Zapatero's party supports the Afghanistan occupation because it is sanctioned by the UN, and NATO is commanding the forces overseeing reconstruction after the ouster of the Taliban.
Chris Henderson, spokesman for the 6,500 NATO-led troops in Afghanistan, welcomed the news. NATO is expanding its presence in Afghanistan beyond the capital Kabul, but member countries have been slow to commit more troops.
"It's going to be critical we get additional resources, additional troops," Henderson said.
The Spanish radio station Cadena Ser and the newspaper ABC have reported that Moroccan authorities believe a Moroccan named Abdelkrim Mejjati, 36, may have been the on-the-ground organizer of the Madrid attacks. Both outlets quoted Moroccan intelligence sources as saying Mejjati was in Madrid three days before the bombings.
Moroccan authorities said that Mejjati was convicted in absentia after deadly bombings in Casablanca last year and is no longer believed to be in Morocco. Those bombings killed 33 people and 12 suicide bombers.
Moroccan authorities said it was unclear what role Mejjati played in the Madrid bombings.
"Mejjati is a big fish but his precise role is still uncertain," a senior official said.
Also Monday, the newspaper El Pais reported that police searching a rural house where terrorists allegedly assembled the train bombs have found the fingerprints of at least 10 people, including Moroccan prime suspect Zougam.

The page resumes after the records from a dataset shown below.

PR #12958, opened 2024-05-27
Fix Groupable contract implementation order

juliangums:
## Description
The `grouped()` method is implemented on the `StaticAction` class and not the `Action` class:
https://github.com/juliangums/filament/blob/patch-2/packages/actions/src/StaticAction.php#L88
It will not produce any errors currently because `Action` extends `StaticAction`, but it isn't as clean and leads to issues in static analysers like Psalm when extending Action with a custom action.

## Functional changes

### DIFF
--- a/packages/actions/src/Action.php
+++ b/packages/actions/src/Action.php
@@ -5,7 +5,7 @@ namespace Filament\Actions;
 use Illuminate\Database\Eloquent\Model;
 use Illuminate\Support\Js;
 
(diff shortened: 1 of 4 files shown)


danharrin:
Hi, there are other inheritors of StaticAction that have this interface too, which would also need removing.

juliangums:
@danharrin thanks. Located them and removed it.

PR #12960, opened 2024-05-27
fix return type for navigation icon

juliangums:
Given that `$navigationIcon` is a nullable string as well as `$activeNavigationIcon` (https://github.com/juliangums/filament/blob/3.x/packages/panels/src/Resources/Resource.php#L75),
`getNavigationIcon()` and `getActiveNavigationIcon()` should not be able to return an Htmlable. 
It also causes issues with static analysers if I want to use it like
```php
                MenuItem::make()
                    ->icon(SomeResource::getNavigationIcon()),
```

### DIFF
--- a/packages/panels/src/Resources/Resource.php
+++ b/packages/panels/src/Resources/Resource.php
@@ -804,7 +804,7 @@ abstract class Resource
         static::$navigationParentItem = $item;
     }
 
-    public static function getNavigationIcon(): string | Htmlable | null
+    public static function getNavigationIcon(): ?string
     {
         return static::$navigationIcon;
     }
@@ -814,7 +814,7 @@ abstract class Resource
         static::$navigationIcon = $icon;
     }
 
-    public static function getActiveNavigationIcon(): string | Htmlable | null
+    public static function getActiveNavigationIcon(): ?string
     {
         return static::$activeNavigationIcon ?? static::getNavigationIcon();
     }


danharrin:
Breaking change, and returning an object is something we support - initialising an object is not possible when defining a property. We do not explicitly support creating menu items from resources in the way that you are describing, you could PR support for Htmlable menu item icons if you wish.

juliangums:
@danharrin forget about my use case. I think that made it more confusing instead of clarifying the problem. Actually, you are currently not supporting defining an icon as an Htmlable. It wouldn't make any sense imho but it can also not be set as the setter method only accepts a string:
https://github.com/filamentphp/filament/blob/3.x/packages/panels/src/Resources/Resource.php#L812
and overriding the property in a class that extends Resource will also not work, as the type must be 'null|string' (as in base class '\Filament\Resources\Resource').

So how can an Htmlable ever be returned? Therefore, my change shouldn't break anything, either. It was never possible to set or return an Htmlable in the past and it isn't in the present, and it probably shouldn't be as we are talking about a string that defines the icon like 'heroicon-o-building-library'. Does that make sense, or am I missing something?

danharrin:
As per the docs, it's valid to override the getter instead of using the setter, and keeps all the code in the same place. Anyone using the Htmlable feature will do that, its a common pattern to override the getter throughout Filament.

juliangums:
I see where you're coming from now. That will make sense.

PR #15220, opened 2025-01-01
Update date-time-picker.js add Iraq and saudia an Kuwait local

NazarAli:
add local for iraq and saudia and kuwait and tunis

## Functional changes


danharrin:
Since these aren't available locales in Filament how will these locales be used?

NazarAli:
it found in package dayjs

https://github.com/iamkun/dayjs/tree/dev/src/locale

danharrin:
I know, but how do you use it in Filament? If you set the locale to one of these, you will not have any of the other translations in the UI

danharrin:
Closing as I don't think this works since Filament does not have these locales as options in the main translation files

Issue #13643, opened 2024-07-19
`ExportAction` / `ImportAction` doesn't respect $modelLabel defined in Resource class


ayrtonandino:
### Package

filament/actions

### Package Version

v3.2.95

### Laravel Version

v11.16.0

### Livewire Version

v3.5.4

### PHP Version

PHP 8.3.6

### Problem description

`Filament\Actions\ExportAction` and `Filament\Actions\ImportAction` doesn't respect $modelLabel defined in Resource class.

### Expected behavior

To produce the same result as `Filament\Tables\Actions\ExportBulkAction`, `Filament\Tables\Actions\ExportAction` and `Filament\Tables\Actions\ImportAction`.

### Steps to reproduce

Install filament-demo as usual, app is set to Spanish to show malformed labels.

## For `Filament\Actions\ExportAction`:

Go to [http://127.0.0.1:8000/shop/products/brands](http://127.0.0.1:8000/shop/products/brands), select some records for bulkActions, see produced exporter labels, "Exportar brands" should be "Exportar marcas", same as labels generated by  `Filament\Tables\Actions\ExportBulkAction` and `Filament\Tables\Actions\ExportAction`.

![ExportAction img](https://github.com/user-attachments/assets/21188e95-ed3e-4906-b41e-73ede63eb38d)

## For `Filament\Actions\ImportAction`

Go to [http://127.0.0.1:8000/shop/products/categories](http://127.0.0.1:8000/shop/products/categories), see produced importer labels, "Importar categories" should be "Importar categorías", same as label generated by  `Filament\Tables\Actions\ImportAction`.

![ImportAction img](https://github.com/user-attachments/assets/923524d8-ada8-41ed-bba0-439d3fbe737a)

### Reproduction repository (issue will be closed if this is not valid)

https://github.com/ayrtonandino/filament-exporter-importer-bug

porozhnyy:
They also ignore the override of the `getTableRecordKey` method.

danharrin:
This should be addressed in v4 as part of an architecture rethink

PR #15237, opened 2025-01-04
fix: respect the model label defined in the resource class when using ExportAction 3.x

borjajimnz:
## Description

As described in https://github.com/filamentphp/filament/issues/13643, I'm not sure if this approach is the best, but it does fix the bug.

The thing is, the only way I found to get the model label is through the Livewire / table component. Is there another way to do this?

## Functional changes


danharrin:
I think this has been addressed in v4 as part of an architecture rethink, but this fix isn't correct as I don't think you can pass a custom model label just for this action anymore

Issue #13552, opened 2024-07-12
Namespace Collision with Model Name "Form"


rvalenzuelaferrada:
### Package

filament/filament

### Package Version

v3.2.93

### Laravel Version

v11.9

### PHP Version

PHP 8.2

### Problem description

When creating a resource using FilamentPHP, I encountered a namespace collision. Specifically, I created a resource named **Form** using the command:

```
php artisan make:filament-resource Form --soft-deletes --view --model --migration --factory
```

The command completes successfully with the following output:

```
INFO  Migration [database/migrations/2024_07_12_143938_create_forms_table.php] created successfully.
INFO  Filament resource [app/Filament/Resources/FormResource.php] created successfully.
```

However, the generated files contain a namespace conflict. My model's name Form collides with the Filament class Form, causing a fatal error. The error arises in the FormResource.php file due to the following lines:

```php
➜ use App\Models\Form;
use Filament\Forms;
➜ use Filament\Forms\Form;
```
This results in a collision between App\Models\Form and Filament\Forms\Form.

I received the following error message when attempting to use the model:
```php
Symfony\Component\ErrorHandler\Error\FatalError

Cannot use Filament\Forms\Form as Form because the name is already in use

at app/Filament/Resources/FormResource.php:9
    5▕ use App\Filament\Resources\FormResource\Pages;
    6▕ use App\Filament\Resources\FormResource\RelationManagers;
    7▕ use App\Models\Form;
    8▕ use Filament\Forms;
➜   9▕ use Filament\Forms\Form;
   10▕ use Filament\Resources\Resource;
   11▕ use Filament\Tables;
   12▕ use Filament\Tables\Table;
   13▕ use Illuminate\Database\Eloquent\Builder;

Whoops\Exception\ErrorException

Cannot use Filament\Forms\Form as Form because the name is already in use

at app/Filament/Resources/FormResource.php:9
    5▕ use App\Filament\Resources\FormResource\Pages;
    6▕ use App\Filament\Resources\FormResource\RelationManagers;
    7▕ use App\Models\Form;
    8▕ use Filament\Forms;
➜   9▕ use Filament\Forms\Form;
   10▕ use Filament\Resources\Resource;
   11▕ use Filament\Tables;
   12▕ use Filament\Tables\Table;
   13▕ use Illuminate\Database\Eloquent\Builder;
```

### Expected behavior

[...]

PR #15238, opened 2025-01-04
fix: add Form and Table to prevent collision while creating a resource

borjajimnz:
## Description

This prevents class collisions when the model is called "Form", "Table", or "Resource", as described in https://github.com/filamentphp/filament/issues/13552 

## Functional changes


danharrin:
Thanks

Radio station Onda Cero said over the weekend that police also found the fingerprints of Abderrahim Zbakh, another Moroccan leading suspect.
Investigators would not confirm the reports, which also said detonators and traces of dynamite were found in the house near Morata de Tajuna, 30km southeast of Madrid.
The attackers planted backpacks laden with explosives in four rush-hour commuter trains and apparently triggered them by mobile phone.
A mobile phone attached to an unexploded bomb was traced to a mobile-phone store owned by Zougam.
Both Zbakh and Zougam have been charged with mass murder. Court documents have linked Zougam to members of a Spanish al-Qaeda cell.
French private investigator Jean-Charles Brisard said last week that Abu Musab al-Zarqawi, a Jordanian linked to al-Qaeda and suspected of heading a terrorist network in Iraq, is now believed to have masterminded the Madrid bombings.
Brisard is an internationally known counterterrorism expert who has testified before the US Congress and represents some family members of victims of the Sept. 11, 2001, terror attacks on the US.